Line by line, transcribe all of the entries exactly.

── MATERIAL SUPPLIED

PR #2083, opened 2024-08-12
[core] Simplify autogenerated code.

schweitzpgi:
Use the cc.offsetof operation to reduce the size of the code.

~Requires #2082 be merged first.~

PR #2084, opened 2024-08-13
[JIT] Hook everything up to use the new argument synthesis

schweitzpgi:
- Add option to nvq++ to use the new kernel launcher.
- Add code to the runtime to implement the new launch sequence. This receives the new vector of arguments protocol, uses the new argument conversion, and then calls the new argument synthesis pass to specialize the kernel for JIT compilation.
-  Add a couple of tests to smoke test this new implementation.

### NOTE BEFORE REVIEWING THIS:
~Requires #2083 to be merged first.~

### DIFF
--- a/runtime/common/BaseRemoteRESTQPU.h
+++ b/runtime/common/BaseRemoteRESTQPU.h
@@ -8,6 +8,7 @@
 
 #pragma once
 
+#include "common/ArgumentConversion.h"
 #include "common/Environment.h"
 #include "common/ExecutionContext.h"
 #include "common/Executor.h"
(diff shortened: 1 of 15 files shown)


runtime/common/BaseRemoteRESTQPU.h
```diff
@@ -402,10 +417,26 @@ class BaseRemoteRESTQPU : public cudaq::QPU {
         throw std::runtime_error("Remote rest platform Quake lowering failed.");
     };
 
-    if (updatedArgs) {
-      cudaq::info("Run Quake Synth.\n");
+    if (!rawArgs.empty() || updatedArgs) {
       mlir::PassManager pm(&context);
-      pm.addPass(cudaq::opt::createQuakeSynthesizer(kernelName, updatedArgs));
+      if (!rawArgs.empty()) {
```
annagrin, line 422: Should there be a similar change in py_alt_launch_kernel.cpp (in `synthesizeKernel`)?

schweitzpgi: Yes. This PR gets one of the many flows up to the point it can be tested end-to-end. But we need to tackle all of the different flows. (I think that work can be done in parallel—finally.)

annagrin: sounds good (and looks good to me)

annagrin (approved):
LGTM, thanks Eric!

────

**SOLUTION:**
PR #2083, opened 2024-08-12
[core] Simplify autogenerated code.

schweitzpgi:
Use the cc.offsetof operation to reduce the size of the code.

~Requires #2082 be merged first.~

PR #2084, opened 2024-08-13
[JIT] Hook everything up to use the new argument synthesis

schweitzpgi:
- Add option to nvq++ to use the new kernel launcher.
- Add code to the runtime to implement the new launch sequence. This receives the new vector of arguments protocol, uses the new argument conversion, and then calls the new argument synthesis pass to specialize the kernel for JIT compilation.
-  Add a couple of tests to smoke test this new implementation.

### NOTE BEFORE REVIEWING THIS:
~Requires #2083 to be merged first.~

### DIFF
--- a/runtime/common/BaseRemoteRESTQPU.h
+++ b/runtime/common/BaseRemoteRESTQPU.h
@@ -8,6 +8,7 @@
 
 #pragma once
 
+#include "common/ArgumentConversion.h"
 #include "common/Environment.h"
 #include "common/ExecutionContext.h"
 #include "common/Executor.h"
(diff shortened: 1 of 15 files shown)


runtime/common/BaseRemoteRESTQPU.h
```diff
@@ -402,10 +417,26 @@ class BaseRemoteRESTQPU : public cudaq::QPU {
         throw std::runtime_error("Remote rest platform Quake lowering failed.");
     };
 
-    if (updatedArgs) {
-      cudaq::info("Run Quake Synth.\n");
+    if (!rawArgs.empty() || updatedArgs) {
       mlir::PassManager pm(&context);
-      pm.addPass(cudaq::opt::createQuakeSynthesizer(kernelName, updatedArgs));
+      if (!rawArgs.empty()) {
```
annagrin, line 422: Should there be a similar change in py_alt_launch_kernel.cpp (in `synthesizeKernel`)?

schweitzpgi: Yes. This PR gets one of the many flows up to the point it can be tested end-to-end. But we need to tackle all of the different flows. (I think that work can be done in parallel—finally.)

annagrin: sounds good (and looks good to me)

annagrin (approved):
LGTM, thanks Eric!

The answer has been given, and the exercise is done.